From CS294-10 Visualization Sp11
- David Wong
Visual search interfaces allow users to visually identify their search queries as opposed to lists generated from standard search engines. Schneiderman's work with starfield displays in visual information seeking is an example of prior work in this area. There has been more work done in the field of dynamic queries for visual information seeking and more generally, in visual search interfaces. Recent work has been done in looking at visual search interfaces on the Internet in regards to search engines for books and other items.
I want to investigate a visual serach interface that projects items, such as news articles and/or wines, onto a starfield display where users can explore items using standard map navigation commands (pan, zoom). The projection will be done using a combination of textual and quantitative data using a method called canonical correlation analysis (CCA). I plan to run a topic modeling analysis of text from the description of these items, featurize the text, and combine the resulting feature vectors with the quantitative data in CCA to yield an item's coordinates. Within the interface, a user can view topic clouds as well as query based off of text.

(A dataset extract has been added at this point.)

PR #3714, opened 2024-12-11
📊 animal_welfare: Update animal welfare data

pabloarosado:
### Summary
Update data on the number of farmed and wild-caught fish.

As for evaluation, I plan to look at click through rate in comparison to standard list search interfaces. I plan to evaluate this over a dataset of wines, as the the descriptions of wines have common features that can be modeled well through topic modeling. Also, there are quantitative rating data that can be obtained online as well.
Initial Project Presentation
Jvoytek - Apr 04, 2011 04:05:25 pm
I wonder if there's a way to better associate the visuals you're using with the content you're searching for. For example the visualization looks like a field of stars which is pretty far removed from choosing wine. Maybe even placing the points on a white background would make the connection between the visualization and the object you're looking for more inline.
Brandon Liu - Apr 04, 2011 04:15:22 pm
A graphical search display is difficult to scale up with lots of results; an interesting design challenge would be how to show just a subset of results to explore, while still giving an idea of the overall density of the total result set.
Julian Limon - Apr 04, 2011 07:55:35 pm
I believe this is a very interesting problem to tackle, David! Multi-dimensional spaces produce cognitive overload and non-traditional categories might get lost in the long tail if there's no easy way to see them. I wonder whether you could compare the 2D visualization with to traditional scatterplot matrices (using the most common wine categories) to provide the users with more tools to understand the space.
I'm particularly interested in the techniques you're planning to use to parse textual descriptions and project them into a visualization. I'll be looking forward to learn more about the solution you ended up choosing and why it was chosen.
As I mentioned in class, I believe that one other datapoint you might include is the author or source of the description. By learning which sources are more trustworthy to the user, you might increase their weight in the final projection.
Michael Cohen - Apr 05, 2011 12:19:19 am
I think it would be helpful for some dimensions to (optionally) be hard filters rather than preferences, especially with a space as big as wines. For instance, maybe I know that I'm only willing to go for a cheap wine tonight, under $X/bottle. If I can completely block out more expensive wines, that both takes dead ends off the table, and potentially allows the two dimensions of the plot to represent more information that I do care about, because now the variance within price will be much smaller.
Siamak Faridani - Apr 05, 2011 01:31:05 am
I feel for the wine application a recommendation system might be a better solution. You might also look at a DM method called t-SNE (t distribute Stochastic Neighbor Embedding)it has a much better clustering properties than PCA or CCA for example if two wines are in the same region there are very similar. The only problem with t-SNE is that proximity of two clusters has no meaning. For example if two wines are far from each other in t-SNE you cannot really claim that they are more different that two wines that are a little closer.
Sally Ahn - Apr 05, 2011 02:16:15 am
I was wondering about the visual variables used in this type of visualization. For example, what do the different colors represent, why do the sizes of the dots vary (it almost gives a depth-like dimension), what does the opacity signify, etc. There's quite a lot of different variables being used, which may be a visual overload, so I think conducting user tests is a great idea.
Matthew Can - Apr 05, 2011 02:56:44 am
Great problem you're addressing. Wine is a good domain for this, but I can imagine that the techniques you develop could be applicable in other areas as well (any product with multiple attributes, really).
Since the principal axes of the "wine space" don't correspond to any real world dimensions, I think the user evaluation of this visualization can provide useful insight on how people make sense of these kinds of plots that reduce multidimensional data onto the 2D plane. You might find a set of design principles for helping users create good mental models of these visualizations. I think the evaluation deserves as much thought as the other parts of this project.